Wolf pelts are primarily used for scarfs and the trimmings of women's garments, though they are occasionally used for jackets, short capes, coats, mukluks and rugs. The quality of wolf peltries rests on the density and strength of the fur fiber, which keeps the fur upright and gives the pelt an appealing bushy aspect. These characteristics are mostly found in northern wolf populations, but gradually lessen further south in warmer climates. North American wolf pelts are among the most valuable, as they are silkier and fluffier than Eurasian peltries. The pelts of wolves killed by poison are mostly worthless.

In Medieval Europe, pelts were considered the only practical aspect of wolves, though they were seldom used, due to the skin's foul odour. In Scandinavian folklore, wolf-skin girdles assisted in transforming the wearers into werewolves. Several Native American tribes used wolf pelts for medicinal purposes, though some Inuit tribes favour dog skin over wolf skin, as the latter is thinner, and more prone to tearing when sewn. The Pawnee wore wolf skins as capes when exploring enemy territories. The United States Army used wolf skin for parkas during the later stages of WWII and the Korean War to protect the faces of soldiers from frostbite. In the Soviet Union, between 1976 and 1988, 30,000 wolf pelts were produced annually. Recent statistics from CITES indicate that 6,000–7,000 wolf skins are internationally traded each year, with Canada, the former Soviet Union, Mongolia and China being the largest exporters, and the United States and Great Britain being the largest importers. Overall, the harvesting of wolves for their fur has little impact on their population, as only the northern varieties (whose numbers are stable) are of commercial value. Wolf trapping for fur remains a lucrative source of income for many Native Americans.

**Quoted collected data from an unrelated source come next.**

PR #219, opened 2015-07-08
Adding method to return a read-only view of the attributes.

pedroigor:


src/main/java/org/wildfly/security/auth/spi/Attributes.java
```diff
@@ -163,6 +163,15 @@ public void clear() {
     void clear();
 
     /**
+     * Get the collection of values for the given key.  The result may implement {@link SetEntry} if the values
+     * are distinct (for example, a role or group set).
+     *
+     * @param key the attribute name
+     * @return the (possibly empty) attribute value collection
+     */
+    Entry get(String key);
```
pedroigor: Just changing the position of this method to get it closed to others defined by this interface.

src/main/java/org/wildfly/security/auth/spi/Attributes.java
```diff
@@ -101,32 +92,54 @@ public void clear() {
...
      * @param idx the index
-     * @return the mapping value
+     * @param value the mapping value
      * @throws IndexOutOfBoundsException if {@code idx} is less than 0 or greater than or equal to {@code size(key)}
+     * @throws UnsupportedOperationException if this method is not implemented and the operation is not supported
      */
-    String get(String key, int idx);
+    default void add(String key, int idx, String value) {
+        throw Assert.unsupported();
+    }
```
dmlloyd: This is tricky to read due to the change in method order.

src/main/java/org/wildfly/security/auth/spi/Attributes.java
```diff
@@ -44,44 +49,30 @@
...
         public Collection<Entry> entries() {
             return Collections.emptySet();
         }
 
+        @Override
         public int size(final String key) {
             return 0;
         }
 
-        public boolean remove(final String key) {
```
dmlloyd: This implementation does not need to be deleted.  Since the EMPTY Attributes is empty, a remove always can return false because there are no keys in it.

src/main/java/org/wildfly/security/auth/spi/Attributes.java
```diff
@@ -576,13 +592,66 @@ default boolean isEmpty() {
...
+                    @Override
+                    public int size() {
+                        return entries.size();
+                    }
+                };
+            }
+
+            @Override
+            public int size(String key) {
+                return Attributes.this.size();
```
dmlloyd: size(key) here

src/main/java/org/wildfly/security/auth/spi/Attributes.java
```diff
@@ -576,13 +592,66 @@ default boolean isEmpty() {
...
-     * @return the (possibly empty) attribute value collection
+     * @return a read-only instance of this instance.
      */
-    Entry get(String key);
+    default Attributes asReadOnly() {
+        return new Attributes() {
+            @Override
+            public Collection<Entry> entries() {
+                Collection<Entry> entries = Attributes.this.entries();
+                Iterator<Entry> iterator = entries.iterator();
```
dmlloyd: This has to be at line 608 above ``return new Iterator...`` else you'll only be able to iterate one time.

src/main/java/org/wildfly/security/auth/spi/Attributes.java
```diff
@@ -576,13 +592,66 @@ default boolean isEmpty() {
...
+                    @Override
+                    public Iterator<Entry> iterator() {
+                        return new Iterator<Entry>() {
+                            @Override
+                            public boolean hasNext() {
+                                return iterator.hasNext();
+                            }
+
+                            @Override
+                            public void remove() {
```
dmlloyd: You don't have to override this method as it's default in JDK 8.

src/main/java/org/wildfly/security/auth/spi/Attributes.java
```diff
@@ -576,13 +592,66 @@ default boolean isEmpty() {
...
+                                throw Assert.unsupported();
+                            }
+
+                            @Override
+                            public Entry next() {
+                                Entry next = iterator.next();
+                                return new ReadOnlyAttributesEntry(Attributes.this, next.getKey());
```
dmlloyd: Might want to consider having an entry cache like I do in the map implementation.

src/main/java/org/wildfly/security/auth/spi/ModifiableAttributesEntry.java
```diff
@@ -18,15 +18,13 @@
...
-import java.util.AbstractList;
-
 /**
  * An implementation of {@link Attributes.Entry} which can be used by implementations of {@link Attributes}.  Operations
  * are implemented in terms of methods on {@code Attributes} which do not rely upon entries.
  *
  * @author <a href="mailto:david.lloyd@redhat.com">David M. Lloyd</a>
  */
-public class SimpleAttributesEntry extends AbstractList<String> implements Attributes.Entry {
+public class ModifiableAttributesEntry extends ReadOnlyAttributesEntry {
```
dmlloyd: This change, and the ReadOnly variation, are not needed.  Due to the nature of the implementation of this class, if the backing Attributes map is read-only, then the Entry will also be read-only.

src/main/java/org/wildfly/security/auth/spi/Attributes.java
pedroigor: Yeah, I did that in order to thrown Assert.unsupported instead of:

```
java.lang.UnsupportedOperationException: remove
```

Just to use Elytron messages ...

src/main/java/org/wildfly/security/auth/spi/Attributes.java
pedroigor: Yeah, it should be simpler. Everything is now on Attributes.

src/main/java/org/wildfly/security/auth/spi/Attributes.java
```diff
@@ -576,13 +598,81 @@ default boolean isEmpty() {
...
+            private Map<String, Entry> entryCache;
+            private Collection<Entry> cachedEntries;
+
+            @Override
+            public Collection<Entry> entries() {
+                if (this.cachedEntries != null) {
+                    return this.cachedEntries;
+                }
+
+                return this.cachedEntries = new AbstractCollection<Entry>() {
```
dmlloyd: For this one, just do:

```return this.cachedEntries = Attributes.super.values();```

Comment (dmlloyd) [inline src/main/java/org/wildfly/security/auth/spi/Attributes.java]: If you want to cache the returned entries, then replace this with an impl which iterates the delegate's key set only, creating or reusing entries from the entryCache.

File: src/main/java/org/wildfly/security/auth/spi/Attributes.java [hunk 10]
```diff
@@ -576,13 +598,81 @@ default boolean isEmpty() {
...
+            }
+
+            @Override
+            public int size() {
+                return Attributes.this.size();
+            }
+
+            @Override
+            public Entry get(String key) {
+                return getEntryCache().get(key);
```
dmlloyd: If the cache doesn't contain that key, you have to create a wrapper entry for the cache.

src/main/java/org/wildfly/security/auth/spi/Attributes.java
```diff
@@ -576,13 +598,81 @@ default boolean isEmpty() {
...
+            }
+
+            private Map<String, Entry> getEntryCache() {
+                if (this.entryCache == null) {
+                    this.entryCache = new HashMap<>();
+
+                    for (Entry entry : Attributes.this.entries()) {
```
dmlloyd: Aggressively populating the cache is unnecessarily heavy-weight.

src/main/java/org/wildfly/security/auth/spi/Attributes.java
pedroigor: `Attributes.super.values();` returns a `Collections<String>`, right ? And we are expecting to return a  `Collection<Entry>`.

dmlloyd: Right, but you'd return Entrys from your cache, which you would populate lazily as you get String keys.

src/main/java/org/wildfly/security/auth/spi/Attributes.java
```diff
@@ -576,13 +598,69 @@ default boolean isEmpty() {
...
+            private Collection<Entry> cachedEntries;
+
+            @Override
+            public Collection<Entry> entries() {
+                if (this.cachedEntries != null) {
+                    return this.cachedEntries;
+                }
+
+                return this.cachedEntries = new AbstractCollection<Entry>() {
+                    Set<String> keySet = Attributes.this.keySet();
```
dmlloyd: You don't have to cache the keySet here; you can fetch it anew each time (the outer instance should cache it).

src/main/java/org/wildfly/security/auth/spi/Attributes.java
```diff
@@ -576,13 +598,68 @@ default boolean isEmpty() {
...
-     * @param key the attribute name
-     * @return the (possibly empty) attribute value collection
+     * @return a read-only instance of this instance.
      */
-    Entry get(String key);
+    default Attributes asReadOnly() {
+        return new Attributes() {
+            private Map<String, Entry> entryCache = new HashMap<>();
+            private Collection<Entry> cachedEntries;
+            Set<String> keySet = Attributes.this.keySet();
```
dmlloyd: What I mean is, this could be inlined completely, so instead of accessing the keySet field, you just call Attributes.this.keySet() every time.

darranl:
Are we looking to merge this one now?  I see a few comments suggesting changes - not sure if they are going to be followed?

pedroigor:
I've fixed the last comment from @dmlloyd. The remaining ones are fine though.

==Australian brushtail possum==
The skin of the common brushtail possum were used as cloaks by Aboriginal people in south-eastern Australia prior to European colonization.

The Australian brushtail possum (paihamu in Maori) was introduced to New Zealand in 1837, where unlike Australia, there are no natural predators. This has resulted in an enormous wild population, approximately 70 million, that has a catastrophic effect on natural vegetation. Not to be confused with the North American opossum, a different animal, the paihamu eat their way through an estimated 20,000 tonnes of greenery each night. They are legally considered a pest. Since the mid-1990s, New Zealand manufacturers have been developing techniques to spin the hollow possum fur fibres with other yarns, such as merino wool and silk, creating a unique fabric of incomparable quality, warmth and durability. Amongst the top three warmest furs in the world, along with the Polar bear and Arctic fox, possum fur has become a viable eco-fur.